Se a moral muçulmana difere da cristã — e não é de forma nenhuma o caso no que diz respeito à Guerra Santa, nem à escravidão, mas unicamente no que tange à poligamia e ao divórcio [*] —, é porque ela está ligada a um outro aspecto da Verdade total: o Cristianismo, aliás como o Budismo, só leva em conta na sexualidade o lado carnal, portanto substancial ou quantitativo; o Islã, ao contrário, como o Judaísmo e as tradições hindu e chinesa — não falamos de certas vias espirituais que rejeitam o amor sexual por razões de método —, leva em conta, na sexualidade, o lado essencial ou qualitativo, poderíamos dizer “cósmico”, e, de fato, a santificação da sexualidade confere a ela uma qualidade que supera seu caráter carnal e o neutraliza, ou em certos casos até mesmo o abole, como no das Cassandras e Sibilas da Antiguidade ou no do Shrî Chakra tântrico, e enfim no dos grandes espirituais, entre os quais convém citar Salomão e Mohammed.
Em outros termos, a sexualidade pode ter tanto um aspecto de impureza como um de nobreza; há aí tanto um sentido horizontal como um vertical, para falar em simbolismo geométrico; (…) esta nobreza da sexualidade deriva de seu Protótipo divino, pois “Deus é Amor”; em termos islâmicos, dir-se-á que “Deus é Unidade”, e que o amor, sendo um modo de união (tawhîd), é por isso uma conformidade à Natureza divina. O amor pode santificar a carne, como a carne pode aviltar o amor; o Islã insiste na primeira dessas verdades, enquanto o Cristianismo insistirá de preferência na segunda, com exceção, está claro, do sacramento do casamento, no qual ele necessariamente, e de certa forma secundariamente, reencontra a perspectiva judaico-islâmica.
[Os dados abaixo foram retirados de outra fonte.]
Issue #1314, opened 2023-08-12
Fix code scanning alert - Full server-side request forgery


DonnieBLT:
Tracking issue for:
- [ ] https://github.com/OWASP/BLT/security/code-scanning/40

![image](https://github.com/OWASP/BLT/assets/128622481/604acb1c-fbbe-442b-8164-13698af94c36)

JisanAR03:
I going to fix this one today

JisanAR03:
fixed by #1580

PR #1577, opened 2023-11-05
fixing server-side forgery

Prakhar-Shankar:
Closes issue #1314


JisanAR03:
@Prakhar-Shankar  sir , can you please check it by create a new issue cause your provided solution don't allow user to create issue which is very important for BLT

Prakhar-Shankar:
> @Prakhar-Shankar sir , can you please check it by creating a new issue, Your provided solution don't allow user to create issues, which is very important for BLT

It says domain dont exist, while reporting a new bug

Issue #1101, opened 2023-03-04
upvote and downvote on issues (show like counts, and add a dislike and show counts) (different than flag)


fredfalcon:
**Is your feature request related to a problem? Please describe.**

**Describe the solution you'd like**

**Additional context**

letsintegreat:
> do we already have this?

Yes, I believe "like" and "flag" on the issue page is equivalent to "upvote" and "downvote" respectively.

DonnieBLT:
dislike would be different than flag - so for this we can have like and dislike next to each other and add the dislike functionality.

PR #1598, opened 2023-11-17
Added dislike feature (for #1101)

SahilDhillon21:
I have added the dislike feature, and also made a small enhancement: initially, when a user clicks on the like button, we see the counter go up, but in the "Liked By" modal the user is not present and requires a reload to be visible. This now happens immediately after liking/disliking, without the need for reload.

Changes:

1. Added an "issue_downvoted" field in the UserProfile model
2. Added a dislike_issue url and corresponding view. It makes sure that if user has already liked the issue and then clicks dislike, the like gets removed and updated instantly. Same for the other way round.
3. Added the dislike html and combined it to form a single _likes_and_dislikes.html file.
4. In order to update both buttons in case a situation like that in point 3 arises, I have wrapped the buttons inside a span with class "like_dislike_buttons" and the latest context is passed in whenever a button is pressed to make sure the changes are instantly visible.
5. Also changed the "Flag" button logo to a flag, since we wanted that feature separately.

Screenshots:
[
o1
o2
](url)

A dislike doesn't notify the issue poster through email, but can be added easily if needed (user anyway doesn't get notified when someone flags the issue, so I figured even a dislike doesn't need to be notified).


DonnieBLT (approved):

DonnieBLT:
Nice work! Thank you.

[*] A poligamia era necessária, nos povos do Oriente Médio — que são povos guerreiros —, a fim de que todas as mulheres pudessem ter sua subsistência, os homens sendo dizimados pelas guerras; a isso se juntava ainda a grande mortalidade infantil, de forma que a poligamia se impunha mesmo para a conservação da raça. Quanto ao divórcio, ele era, e é, necessário pela inevitável separação dos sexos, que faz com que os cônjuges não se conheçam, ou se conheçam pouco, antes do casamento, e essa separação, por sua vez, é condicionada pelo temperamento sensual dos Árabes, e dos povos meridionais em geral. O que acabamos de dizer explica o uso do véu pelas muçulmanas, e também o purdah das Hindus de casta alta; o fato de o véu só ser usado na forma tradicional mais tardia, o Islã, e de, por outro lado, o purdah só ter sido instituído no Hinduísmo tardiamente, mostra bem, aliás, que essas medidas só se explicam pelas condições particulares do fim da “idade do ferro”; é em razão dessas mesmas condições que as mulheres foram excluídas de certos ritos bramânicos aos quais elas tinham acesso primitivamente.
Frithjof Schuon, De l’unité transcendante des religions [Da Unidade Transcendente das Religiões], Éditions du Seuil, Paris, 1979, pp. 141-142. Este livro foi publicado originalmente em 1948.